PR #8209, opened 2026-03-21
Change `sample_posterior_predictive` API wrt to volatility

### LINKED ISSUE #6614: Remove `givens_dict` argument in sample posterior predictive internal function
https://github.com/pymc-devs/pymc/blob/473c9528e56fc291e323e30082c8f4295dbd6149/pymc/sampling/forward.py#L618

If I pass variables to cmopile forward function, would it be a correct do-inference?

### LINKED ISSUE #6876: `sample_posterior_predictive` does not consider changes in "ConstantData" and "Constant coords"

____

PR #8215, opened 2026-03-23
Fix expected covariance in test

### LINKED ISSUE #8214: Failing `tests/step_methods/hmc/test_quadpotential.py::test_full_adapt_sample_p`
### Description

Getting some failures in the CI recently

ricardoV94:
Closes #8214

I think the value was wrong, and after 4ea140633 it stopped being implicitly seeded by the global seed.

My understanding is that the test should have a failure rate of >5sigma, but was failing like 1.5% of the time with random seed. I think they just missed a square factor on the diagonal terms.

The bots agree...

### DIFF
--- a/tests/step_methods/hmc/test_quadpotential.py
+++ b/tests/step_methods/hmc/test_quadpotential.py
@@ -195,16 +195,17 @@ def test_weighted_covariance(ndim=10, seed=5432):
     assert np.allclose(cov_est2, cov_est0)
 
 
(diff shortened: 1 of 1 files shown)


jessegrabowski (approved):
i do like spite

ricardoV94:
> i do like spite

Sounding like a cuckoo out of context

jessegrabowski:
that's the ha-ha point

____

- [Task statement]: Above are records; repeat only the lines starting at the line with "Closes #8214" and ending at the line with "I think the value", exactly as they appear, both included.

- [Solution to the exercise]:
Closes #8214

I think the value was wrong, and after 4ea140633 it stopped being implicitly seeded by the global seed.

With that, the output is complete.